Rushdie had the Ayatollah, Job had God, and James Lasdun has Nasreen—or that's what he calls her in his memoir
Give Me Everything You Have
—the former creative-writing student who harassed him for five years, and at last word was apparently still at it. As Lasdun remarks mordantly, she made stalking into something of an art form.

Now, it's worth remarking, as regards this sort of protracted misery, that until fairly recently it's likely that no one but Lasdun's closest friends would have been privy to knowledge of it. But the New Man is no silent sufferer—recall Martin Amis's observation that the distinguishing feature of the type is a propensity for drawing attention to his wounds. Accordingly, no longer are today's male authors as inclined to sublimate their sufferings into the literary formulas associated with traditional masculinity, namely the Great American Novel. Increasing numbers are instead following emotive lady authors into the noisy wilds of the first-person confessional. “I always used to feel sorry for myself, having suffered four debilitating episodes of clinical depression and many years of moderate-to-severe dysthymia,” is the way one male author recently opened his review of another male author's memoir about his chronic anxiety.
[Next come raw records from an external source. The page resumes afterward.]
Issue #284, opened 2019-11-01
Use `serde` to generate JSON serialization/deserialization code.


nlordell:
The JSON serialization in `linear_optimization_price_finder.rs` is a good candidate for this.

e00E:
@bh2smith This is exactly the thing I was suggesting to you in our conversation just now.

e00E:
I could probably do this too, if you have something else you would rather work on.

bh2smith:
> I could probably do this too, if you have something else you would rather work on.

That seems reasonable @e00E!

PR #443, opened 2020-01-16
Use serde to (de)serialize the solver input and output json

e00E:
This is less error prone and less repetitive than managing the json by
hand.

We do not change which fields are handled.

We remove code handling both strings and numbers in parse_price_value
because these fields are always strings.

We remove some assertions of a specific error descriptions in favor of
only asserting the error kind. Error descriptions are human readable.
The code should not rely on specific strings.

### DIFF
--- a/driver/src/price_finding/linear_optimization_price_finder.rs
+++ b/driver/src/price_finding/linear_optimization_price_finder.rs
@@ -5,11 +5,9 @@ use dfusion_core::models;
 
 use chrono::Utc;
 use log::{debug, error};
-use serde::Deserialize;
-use serde_json::{json, Value};
 use std::collections::{HashMap, HashSet};
 use std::fs::File;
-use std::io::BufReader;
+use std::io::{BufReader, BufWriter, Read, Write};
 use std::process::Command;
 use web3::types::H160;
 
@@ -17,11 +15,70 @@ const RESULT_FOLDER: &str = "./results/tmp/";
 
 type PriceMap = HashMap<u16, u128>;
 
+mod solver_output {
+    use serde::Deserialize;
+    use std::collections::HashMap;
+    use std::vec::Vec;
+
+    #[derive(Deserialize)]
+    #[serde(rename_all = "camelCase")]
+    pub struct Order {
+        pub exec_sell_amount: Option<String>,
+        pub exec_buy_amount: Option<String>,
+    }
+
+    #[derive(Deserialize)]
+    #[serde(rename_all = "camelCase")]
+    pub struct Output {
+        pub orders: Vec<Order>,
+        pub prices: HashMap<String, Option<String>>,
+    }
+}
+
+mod solver_input {
+    use serde::Serialize;
+    use std::collections::HashMap;
+    use std::vec::Vec;
+
+    #[derive(Serialize)]
+    #[serde(rename_all = "camelCase")]
+    pub struct Order {
+        #[serde(rename = "accountID")]
+        pub account_id: String,
+        pub sell_token: String,
+        pub buy_token: String,
+        pub sell_amount: String,
+        pub buy_amount: String,
+        #[serde(rename = "ID")]
+        pub id: String,
+    }
+
+    #[derive(Serialize)]
+    pub struct Fee {
+        pub token: String,
+        pub ratio: f64,
+    }
+
+    pub type Accounts = HashMap<String, HashMap<String, String>>;
+
+    #[derive(Serialize)]
+    #[serde(rename_all = "camelCase")]
+    pub struct Input {
+        pub tokens: Vec<String>,
+        pub ref_token: String,
+        pub accounts: Accounts,
+        pub orders: Vec<Order>,
+        // TODO vk: is this needed even though its never set to anything?
+        pub prices_prev: HashMap<String, String>,
+        pub fee: Option<Fee>,
+    }
+}
+
 pub struct LinearOptimisationPriceFinder {
     // default IO methods can be replaced for unit testing
-    write_input: fn(&str, &Value) -> std::io::Result<()>,
+    write_input: fn(&str, &str) -> std::io::Result<()>,
     run_solver: fn(&str) -> Result<(), PriceFindingError>,
-    read_output: fn() -> std::io::Result<Value>,
+    read_output: fn() -> std::io::Result<String>,
     fee: Option<Fee>,
 }
 
@@ -53,8 +110,11 @@ fn serialize_tokens(orders: &[models::Order]) -> Vec<String> {
     token_ids.into_iter().map(token_id).collect::<Vec<String>>()
 }
 
-fn serialize_balances(state: &models::AccountState, orders: &[models::Order]) -> Value {
-    let mut accounts: HashMap<String, HashMap<String, String>> = HashMap::new();
+fn serialize_balances(
+    state: &models::AccountState,
+    orders: &[models::Order],
+) -> solver_input::Accounts {
+    let mut accounts = HashMap::new();
     for order in orders {
         let modify_token_balance = |token_balance: &mut HashMap<String, String>| {
             let sell_balance = state
@@ -75,17 +135,24 @@ fn serialize_balances(state: &models::AccountState, orders: &[models::Order]) ->
                 token_balance
             });
     }
-    json!(accounts)
+    accounts
 }
 
-fn serialize_order(order: &models::Order, id: &str) -> Value {
-    json!({
-        "accountID": account_id(order.account_id),
-        "sellToken": token_id(order.sell_token),
-        "buyToken": token_id(order.buy_token),
-        "sellAmount": order.sell_amount.to_string(),
-        "buyAmount": order.buy_amount.to_string(),
-        "ID": id //TODO this should not be needed
+fn serialize_order(order: &models::Order, id: &str) -> solver_input::Order {
+    solver_input::Order {
+        account_id: account_id(order.account_id),
+        sell_token: token_id(order.sell_token),
+        buy_token: token_id(order.buy_token),
+        sell_amount: order.sell_amount.to_string(),
+        buy_amount: order.buy_amount.to_string(),
+        id: id.to_owned(), //TODO this should not be needed
+    }
+}
+
+fn serialize_fee(fee: &Option<Fee>) -> Option<solver_input::Fee> {
+    fee.as_ref().map(|fee| solver_input::Fee {
+        token: token_id(fee.token),
+        ratio: fee.ratio,
     })
 }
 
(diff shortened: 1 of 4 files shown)


e00E:
Would have been nice if this also turned out to be less lines of code. Despite being longer its still a positive to use serde imo.

e00E:
#284

driver/src/price_finding/linear_optimization_price_finder.rs
```diff
@@ -5,23 +5,80 @@ use dfusion_core::models;
...
+    pub type Accounts = HashMap<String, HashMap<String, String>>;
+
+    #[derive(Serialize)]
+    #[serde(rename_all = "camelCase")]
+    pub struct Input {
+        pub tokens: Vec<String>,
+        pub ref_token: String,
+        pub accounts: Accounts,
+        pub orders: Vec<Order>,
+        // TODO vk: is this needed even though its never set to anything?
```
bh2smith: This would be a question for `dex-solver` which would make use of them to estimate prices if they were provided. @twalth3r might know if this is still needed.

driver/src/price_finding/linear_optimization_price_finder.rs
```diff
@@ -75,17 +135,24 @@ fn serialize_balances(state: &models::AccountState, orders: &[models::Order]) ->
...
+}
+
+fn serialize_order(order: &models::Order, id: &str) -> solver_input::Order {
+    solver_input::Order {
+        account_id: account_id(order.account_id),
+        sell_token: token_id(order.sell_token),
+        buy_token: token_id(order.buy_token),
+        sell_amount: order.sell_amount.to_string(),
+        buy_amount: order.buy_amount.to_string(),
+        id: id.to_owned(), //TODO this should not be needed
```
bh2smith: Also a good question for @twalth3r: Is "ID" used anywhere in the solver for any reason?

driver/src/price_finding/linear_optimization_price_finder.rs
```diff
@@ -104,68 +171,33 @@ fn parse_token(key: &str) -> Result<u16, PriceFindingError> {
...
-            })
-        }
-        Value::Null => Ok(0u128),
-        other => Err(PriceFindingError::new(
-            format!("Expected numerical string but got '{}'", other).as_ref(),
-            ErrorKind::JsonError,
-        )),
-    }
+fn parse_price(price: &Option<String>) -> Result<u128, PriceFindingError> {
+    price.as_ref().map_or(Ok(0), |price| {
```
bh2smith: Actually I was hoping we could actually leave zero prices out of the price map and adjust the logic in a couple other places to infer zero as a default when the prices are not included.

bh2smith: We would then no longer need the "TokenNotFound" error in objective function evaluation.

driver/src/price_finding/linear_optimization_price_finder.rs
```diff
@@ -238,32 +263,30 @@ fn run_solver(input_file: &str) -> Result<(), PriceFindingError> {
...
     fn test_parse_prices() {
-        let large_number: Value =
-            serde_json::from_str("340282366920938463463374607431768211457").unwrap();
-        let err = parse_price_value(&large_number).expect_err("Should fail");
-        assert_eq!(
-            err.description(),
-            "Failed to deserialize JSON Number: invalid number"
-        );
+        // 2**128 should not fit into a u128 (max value is 2**128-1)
+        let err = parse_price(&Some("340282366920938463463374607431768211457".to_owned()))
```
bh2smith: Right, 2**128 is already too big. I was using 2*128 + 1, but we could decrement this string by 1 and make the last character a "6"

driver/src/price_finding/linear_optimization_price_finder.rs
```diff
@@ -313,7 +336,7 @@ pub mod tests {
         let json = json!({
             "prices": {
                 "token0": "14024052566155238000",
-                "token1": 1_526_784_674_855_762_300u128,
+                "token1": "170141183460469231731687303715884105728", // greater than max value of u64
```
bh2smith: Good idea!

driver/src/price_finding/linear_optimization_price_finder.rs
e00E: At this point I wanted to do everything as before - just with serde. Lets change the  behavior for missing prices in a separate PR.

driver/src/price_finding/linear_optimization_price_finder.rs
twalth3r: We currently don't use previous prices, because we currently don't get any price info from the services. Not sure if this will always stay the case though..

driver/src/price_finding/linear_optimization_price_finder.rs
twalth3r: The solver accesses orders through an ID. Mainly because it does stuff with them, e.g., aggregate/modify them, and needs a way to keep track of them throughout the process.

driver/src/price_finding/linear_optimization_price_finder.rs
bh2smith: Yes, that is totally fine, but maybe we can create a new issue out of this.

driver/src/price_finding/linear_optimization_price_finder.rs
bh2smith: Right, so in this case, we should leave it possible as a TODO - for implementation in the future.

fleupold: @twalth3r can we completely omit the field when it's empty or does the solver expect it to be there (even when empty)

driver/src/price_finding/linear_optimization_price_finder.rs
```diff
@@ -5,23 +5,80 @@ use dfusion_core::models;
...
+        // TODO vk: is this needed even though its never set to anything?
+        pub prices_prev: HashMap<String, String>,
+        pub fee: Option<Fee>,
+    }
+}
+
 pub struct LinearOptimisationPriceFinder {
     // default IO methods can be replaced for unit testing
-    write_input: fn(&str, &Value) -> std::io::Result<()>,
+    write_input: fn(&str, &str) -> std::io::Result<()>,
```
fleupold: nit: would it make sense to use the strict types here and in read_output or does this make the unit tests harder?

driver/src/price_finding/linear_optimization_price_finder.rs
bh2smith: I would also advocate for using the id field for the actual order Id stored on the EVM. This is an index of the individual users orders and wouldn't necessarily be unique.

fleupold: > This is an index of the individual users orders and wouldn't necessarily be unique

This is why you can't use it. But you could make it unique by concatenating with address.

driver/src/price_finding/linear_optimization_price_finder.rs
twalth3r: Currently it is expected, but it would necessary to change 3 lines to make it optional - should I do this?

driver/src/price_finding/linear_optimization_price_finder.rs
twalth3r: The solver uses the ID if it is there, otherwise generates a hash from the order data.

driver/src/price_finding/linear_optimization_price_finder.rs
e00E: These functions are not really needed at the moment. The only time we use this is to check whether the `Fee` struct is correctly serialized (in which case `str` makes sense) and we test the individual `serialize_...` functions already.
I'll keep it like this for now and we can change that later if we want to.

driver/src/price_finding/linear_optimization_price_finder.rs
e00E: Does not matter. The reason I added the comment is that I was wondering what the number is. No reason to specifically test the lowest erroring number.

driver/src/price_finding/linear_optimization_price_finder.rs
fleupold: Yes please.

driver/src/price_finding/linear_optimization_price_finder.rs
```diff
@@ -5,23 +5,80 @@ use dfusion_core::models;
...
-use std::io::BufReader;
+use std::io::{BufReader, BufWriter, Read, Write};
 use std::process::Command;
 use web3::types::H160;
 
 const RESULT_FOLDER: &str = "./results/tmp/";
 
 type PriceMap = HashMap<u16, u128>;
 
+mod solver_output {
```
nlordell: Love the inline modules!

driver/src/price_finding/linear_optimization_price_finder.rs
```diff
@@ -5,23 +5,80 @@ use dfusion_core::models;
...
+
+    #[derive(Serialize)]
+    #[serde(rename_all = "camelCase")]
+    pub struct Order {
+        #[serde(rename = "accountID")]
+        pub account_id: String,
+        pub sell_token: String,
+        pub buy_token: String,
+        pub sell_amount: String,
+        pub buy_amount: String,
```
nlordell: Would love for these to have non-`String` types. Maybe a `TokenId(u16)` for token IDs (that implements `(De)Serialize`).

driver/src/price_finding/linear_optimization_price_finder.rs
twalth3r: Change has been merged: https://github.com/gnosis/dex-solver/pull/91

driver/src/price_finding/linear_optimization_price_finder.rs
e00E: I have tried this. It works but I like keeping these types what they really are in the json without extra converting logic because that makes it more obvious how the json looks. We can still revisit this in the future.

e00E:
Looks this fails because the `pricesPrev` change in dex-solver is not yet applied. Do I need to do something so that it uses the newest solver?

bh2smith:
> Looks this fails because the pricesPrev change in dex-solver is not yet applied. Do I need to do something so that it uses the newest solver?

I believe this might involve a version bump in our dependencies. @twalth3r  might know if there is a more recent release of the solver to use... Otherwise, I would save this change for a separate PR (if you want to get this thing landed).

twalth3r:
@bh2smith  @e00E  -- I tagged the current master of the solver (which includes the pricesPrev update) to v0.5.6, so dependencies here can be updated accordingly!

fleupold:
Here is a pointer to the code where the version needs to be bumped: https://github.com/gnosis/dex-services/blob/master/.travis.yml#L43

Change v0.5.5 -> v0.5.6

Even if it was Rousseau who got the whole thing off the ground originally, and some classic bad-childhood memoirs by men are landmarks of the genre, it's tended to be a female-dominated form. Confessionalism had social urgency for women, especially when it came to matters conventionally screened from public view—incest and other childhood abuses, addictions, mental health glitches.… Writing a memoir was a way of refusing to be shamed about shame-ridden topics, which lent an aura of bravery to the enterprise, or did for its earlier practitioners.